PR #605, opened 2023-03-03
Improve support for virtual sites in plugins exported to OpenMM

mattwthompson:
### Description

Also move Buckingham support from first-class to a plugin.

### Checklist
- [ ] Add tests
- [ ] Lint
- [ ] Update docstrings

### DIFF
--- a/openff/interchange/interop/openmm/_nonbonded.py
+++ b/openff/interchange/interop/openmm/_nonbonded.py
@@ -86,10 +86,9 @@ def _process_nonbonded_forces(
     else:
         molecule_virtual_site_map = defaultdict(list)
 
-    # Mapping between OpenFF "particles" and OpenMM particles (via inddex). OpenFF objects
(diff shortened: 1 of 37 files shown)


openff/interchange/interop/openmm/_nonbonded.py
```diff
@@ -650,28 +672,27 @@ def _create_multiple_nonbonded_forces(
...
+        openff_indices = (
+            interchange.topology.atom_index(atom1),
+            interchange.topology.atom_index(atom2),
+        )
 
-        # If the interactions are both zero, assume this is a 1-2 or 1-3 interaction
-        if q._value == 0 and eps._value == 0:
-            pass
-        else:
-            # Assume this is a 1-4 interaction
```
mattwthompson, line 673: This was fun to replace - this assumption fails when there's no vdW interactions!

PR #1051, opened 2024-09-17
Update topology/system particle bookkeeping in OpenMM

### LINKED ISSUE #1049: Created OpenMM Topology and System virtual site atom indices don't match
**Expectation**

The atom indices of an OpenMM Topology match those of its associated System, this includes virtual sites.

**Current status**

Creating an OpenMM Topology with virtual sites puts the virtual site at the end of each residue whilst the System has them completely at the end of the entire System. This means that if you have more than one residue, the atom indices don't match.

**Reproduction**

```python

ligand = Molecule.from_smiles('CCCCC')
ligand.generate_conformers()

off_top = Topology.from_molecules(ligand)
solvated_off_top = solvate_topology(topology=off_top)

inter = Interchange.from_smirnoff(topology=solvated_off_top, force_field=ff)
omm_top = inter.to_openmm_topology()
omm_sys = inter.to_openmm_system()

print(list(omm_top.atoms())[20].name == 'EP')
print(omm_sys.isVirtualSite(20) == True)
```

**Output**

```
True
False
```

**Software versions**

Interchange v0.3.27

mattwthompson:
### Description

Resolves #1049

### Checklist

- [x] If not collating, add each virtual site to its own residue at the end
- [x] Add tests
  - [x] Reproduce issue #1049
  - [x] Test topology indexing and without collating
- [x] Lint
- [x] Update documentation
  - [x] Update docstrings
  - [x] Add section to user guide on user expectations


openff/interchange/interop/openmm/_topology.py
```diff
@@ -173,6 +186,21 @@ def to_openmm_topology(
                 order=bond_order,
             )
 
+    if has_virtual_sites and not collate:
+        virtual_site_chain = openmm_topology.addChain(atom_chain_id)
+        virtual_site_residue = openmm_topology.addResidue("VS", virtual_site_chain)
```
IAlibay, line 191: From a practical standpoint, a reference to the original residue would possibly be useful - i.e. when I'm doing "solvent within N of Y" I'm looking for a residue name that matches SOL | WAT | HOH not VS.

openff/interchange/interop/openmm/_topology.py
```diff
@@ -173,6 +186,21 @@ def to_openmm_topology(
...
+
+        for molecule_index, molecule in enumerate(topology.molecules):
+            virtual_sites_in_this_molecule: list[VirtualSiteKey] = molecule_virtual_site_map[molecule_index]
```
IAlibay, line 194: Only briefly looking at things, but it looks to me like that we're really needing is this map. If we could map things to/from the collated form then yes we have to plan for this map being optionally around, but at the same time it's not crazy extra amounts of work to work around it.

openff/interchange/interop/openmm/_topology.py
```diff
@@ -15,9 +15,22 @@
...
-    """Create an OpenMM Topology containing some virtual site information (if appropriate)."""
+    """
+    Create an OpenMM Topology containing some virtual site information (if appropriate).
+
+    Parameters
+    ----------
+    interchange
+        The Interchange object to convert to an OpenMM Topology.
+    collate
+        If False, the default, all virtual sites will be added to a single residue at the end of the topology.
```
IAlibay, line 29: > single residue

I'm sure I'm missing something important here - is there a practical advantage to doing a single residue rather than a residue per molecule's worth of virtual sites?

IAlibay (commented):
Couple of very brief (i.e. had 10 mins to read the code) and probably way too specifically opiniated to OpenFE workfllows views.

openff/interchange/interop/openmm/_topology.py
mattwthompson: I'd like to expose a map like this to the user - I have to re-create it a number of times while exporting, might as well cache it on the `Interchange` itself or do something like that - but want to be careful and deliberate when making that change

openff/interchange/interop/openmm/_topology.py
mattwthompson: I think this would be solved by your suggestion later - that each "virtual site residue" be named according to the molecule/residue it's from?

openff/interchange/interop/openmm/_topology.py
IAlibay: > upper bound on residue numbers

I could see AMBER and GROMACS being issues here :/ (at least iirc AMBER is still technically fixed width in parm7).

mattwthompson: Updated with this idea in mind:

```python
In [30]: x = (
    ...:     ForceField("opc.offxml")
    ...:     .create_interchange(
    ...:         Topology.from_molecules(
    ...:             [
    ...:                 Molecule.from_smiles("O"),
    ...:                 Molecule.from_smiles("O"),
    ...:             ],
    ...:         ),
    ...:     )
    ...:     .to_openmm_topology()
    ...: )

In [31]: for residue in x.residues():
    ...:     print(residue.index, [*residue.atoms()])
0 [<Atom 0 (O1x) of chain 0 residue 0 (UNK)>, <Atom 1 (H1x) of chain 0 residue 0 (UNK)>, <Atom 2 (H2x) of chain 0 residue 0 (UNK)>]
1 [<Atom 3 (O1x) of chain 1 residue 1 (UNK)>, <Atom 4 (H1x) of chain 1 residue 1 (UNK)>, <Atom 5 (H2x) of chain 1 residue 1 (UNK)>]
2 [<Atom 6 (EP) of chain 2 residue 2 (VS)>]
3 [<Atom 7 (EP) of chain 2 residue 3 (VS)>]
```

The only thing to note being that each virtual site has its own residue (which would have multiple virtual sites for a molecule that has more than one virtual site - for example, two TIP5P waters would have 3, 3, 2, 2 "atoms" in each "residue")

IAlibay: I think that breakdown is great! That way you can quickly iterate through your residues and find the matching virtual sites.

openff/interchange/interop/openmm/_topology.py
```diff
@@ -173,6 +186,26 @@ def to_openmm_topology(
...
+    if has_virtual_sites and not collate:
+        # TODO: This structure is imperfect, no clue how to handle chains here
+        virtual_site_chain = openmm_topology.addChain(atom_chain_id)
+
+        for molecule_index, molecule in enumerate(topology.molecules):
+            virtual_sites_in_this_molecule: list[VirtualSiteKey] = molecule_virtual_site_map[molecule_index]
+
+            # make a new "residue" for each molecule which has virtual sites
+            if len(virtual_sites_in_this_molecule) > 0:
+                this_virtual_site_residue = openmm_topology.addResidue("VS", virtual_site_chain)
```
IAlibay, line 198: Would it make sense to name these residues by their parent residue name? The use case I'm thinking of here is let's say you want to select all your waters, you'd go "resname WAT HOH SOL" and know you're picking up all the waters and their virtual sites. Similarly if you knew you had a ligand named LIG, then your user experience (especially when you output to a PDB from an openmm topology via something like mdtraj) is a lot cleaner.

IAlibay, line 198: If we're not picking up the resid from anywhere, I believe that doesn't need to be unique - so it might make sense to set the resid to of the virtual site residue to the same value of its parent residue?

openff/interchange/interop/openmm/_topology.py
mattwthompson: #1076

openff/interchange/interop/openmm/_topology.py
mattwthompson: Sure - with a21f2ceeceab08e7587c4ef0ea0be8e4656005cd,

```python
In [1]: from openff.toolkit import *

In [2]: mol = Molecule.from_smiles("O")

In [3]: for atom in mol.atoms:
   ...:     atom.metadata["residue_name"] = "SOL"

In [4]: In [30]: x = (
   ...:     ...:     ForceField("opc.offxml")
   ...:     ...:     .create_interchange(
   ...:     ...:         Topology.from_molecules(
   ...:     ...:             [
   ...:     ...:                 mol,#Molecule.from_smiles("O"),
   ...:     ...:                 mol,#Molecule.from_smiles("O"),
   ...:                          mol,
   ...:     ...:             ],
   ...:     ...:         ),
   ...:     ...:     )
   ...:     ...:     .to_openmm_topology()
   ...:     ...: )
/Users/mattthompson/micromamba/envs/new-models/lib/python3.11/site-packages/smirnoff99frosst/smirnoff99frosst.py:11: UserWarning: Module openff was already imported from None, but /Users/mattthompson/software/openff-interchange is being added to sys.path
  from pkg_resources import resource_filename
/Users/mattthompson/micromamba/envs/new-models/lib/python3.11/site-packages/mdtraj/formats/__init__.py:13: DeprecationWarning: 'xdrlib' is deprecated and slated for removal in Python 3.13
  from mdtraj.formats.trr import TRRTrajectoryFile


In [5]: for residue in x.residues():
   ...:     print(residue.index, [*residue.atoms()])
0 [<Atom 0 (O1x) of chain 0 residue 0 (SOL)>, <Atom 1 (H1x) of chain 0 residue 0 (SOL)>, <Atom 2 (H2x) of chain 0 residue 0 (SOL)>]
1 [<Atom 3 (O1x) of chain 1 residue 1 (SOL)>, <Atom 4 (H1x) of chain 1 residue 1 (SOL)>, <Atom 5 (H2x) of chain 1 residue 1 (SOL)>]
2 [<Atom 6 (O1x) of chain 2 residue 2 (SOL)>, <Atom 7 (H1x) of chain 2 residue 2 (SOL)>, <Atom 8 (H2x) of chain 2 residue 2 (SOL)>]
3 [<Atom 9 (EP) of chain 3 residue 3 (SOL)>]
4 [<Atom 10 (EP) of chain 3 residue 4 (SOL)>]
5 [<Atom 11 (EP) of chain 3 residue 5 (SOL)>]

Comment (IAlibay) [reply openff/interchange/interop/openmm/_topology.py]: Is that for my other comment 😅?

File: openff/interchange/interop/openmm/_topology.py [hunk 5]
```diff
@@ -173,6 +174,30 @@ def to_openmm_topology(
...
+
+            for this_virtual_site in virtual_sites_in_this_molecule:
+                virtual_site_name = this_virtual_site.name
+
+                openmm_topology.addAtom(
+                    virtual_site_name,
+                    virtual_site_element,
+                    this_virtual_site_residue,
+                )
+
```
Yoshanuikabundi, line 200: I like Irfan's suggestions of having residue names and numbers match - that way the only thing that varies with the `collate` argument is the atom ordering, not the metadata of the virtual sites. To that end, I'd suggest an implementation along the lines of the following, which just uses the fact that atom indices for parent atoms are kept constant to index into the chain and residue metadata that we just generated:

```suggestion
    if has_virtual_sites and not collate:
        chain = None
        residue = None
        for virtual_site_key in interchange["VirtualSites"].key_map:
            assert isinstance(virtual_site_key, VirtualSiteKey)
            parent_atom_index = virtual_site_key.orientation_atom_indices[0]
            parent_atom = omm_atoms[parent_atom_index]

            if chain is None or chain.id != parent_atom.residue.chain.id:
                chain = openmm_topology.addChain(id=parent_atom.residue.chain.id)

            if residue is None or not (
                residue.name == parent_atom.residue.name
                and residue.id == parent_atom.residue.id
                and residue.insertionCode == parent_atom.residue.insertionCode
                and residue.chain.id == parent_atom.residue.chain.id
            ):
                residue = openmm_topology.addResidue(
                    name=parent_atom.residue.name,
                    chain=chain,
                    id=parent_atom.residue.id,
                    insertionCode=parent_atom.residue.id,
                )

            virtual_site_name = virtual_site_key.name

            openmm_topology.addAtom(
                name=virtual_site_name,
                element=virtual_site_element,
                residue=residue,
            )
```

docs/using/output.md
```diff
@@ -69,6 +69,8 @@ openmm_positions: openmm.unit.Quantity = interchange.positions.to_openmm()
 openmm_box: openmm.unit.Quantity = interchange.box.to_openmm()
 ```
 
+If virtual sites are present in the system, they will all be placed at the end of the system and the topology. In this case, all virtual sites are placed in a new "VS" residue at the end of the topology. Optionally, virtual sites can collated within molecules in the topology, associated with the last residue in each molecule. In this case, all virtual sites are still placed at the end of the system. To do this, use `collate=True` as an argument to `Interchange.to_openmm_topology`. For discussion, see [issue #1049](https://github.com/openforcefield/openff-interchange/issues/1049).
```
Yoshanuikabundi, line 72:
```suggestion
If virtual sites are present in the system, they will all be placed at the end of the system and the topology. Optionally, virtual sites can collated within molecules in the topology, associated with the last residue in each molecule. In this case, all virtual sites are still placed at the end of the system. To do this, use `collate=True` as an argument to `Interchange.to_openmm_topology`. For discussion, see [issue #1049](https://github.com/openforcefield/openff-interchange/issues/1049).
```

Update to reflect changes after Irfan's code review.

Yoshanuikabundi (commented):
Nice.

- Having `to_openmm_topology` match `to_openmm_system` seems pretty essential
- Maintaining the guarantee that we'll keep atom indices constant no matter what you do is extremely valuable
- This is a great solution

I have one blocking bug fix in `to_pdb`, a suggestion of how to accomplish Irfan's suggestion of preserving parent atom metadata (which I think is very valuable for analysis), and a few nits.

openff/interchange/interop/openmm/_topology.py
mattwthompson: Ah, yes, IDs and names are different nouns, after all ...

openff/interchange/components/interchange.py
```diff
@@ -680,6 +697,7 @@ def to_pdb(self, file_path: Path | str, include_virtual_sites: bool = False):
             )
 
             openmm_topology = self.to_openmm_topology(
+                collate=True,
```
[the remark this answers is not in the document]
mattwthompson: I'm aggressively indifferent on this (or at least I can't remember why I chose this - and I think the question of whether or not to include them, by default, at all is substantially more important) so let's go with this

mattwthompson, line 700:
```suggestion
                collate=False,
```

···

### WHAT TO PRODUCE:
Exactly repeat the lines running from the top of the listing to the line bearing "molecule_virtual_site_map = defaultdict(list)", both of those lines included, and only them.

### WRITTEN SOLUTION:
PR #605, opened 2023-03-03
Improve support for virtual sites in plugins exported to OpenMM

mattwthompson:
### Description

Also move Buckingham support from first-class to a plugin.

### Checklist
- [ ] Add tests
- [ ] Lint
- [ ] Update docstrings

### DIFF
--- a/openff/interchange/interop/openmm/_nonbonded.py
+++ b/openff/interchange/interop/openmm/_nonbonded.py
@@ -86,10 +86,9 @@ def _process_nonbonded_forces(
     else:
         molecule_virtual_site_map = defaultdict(list)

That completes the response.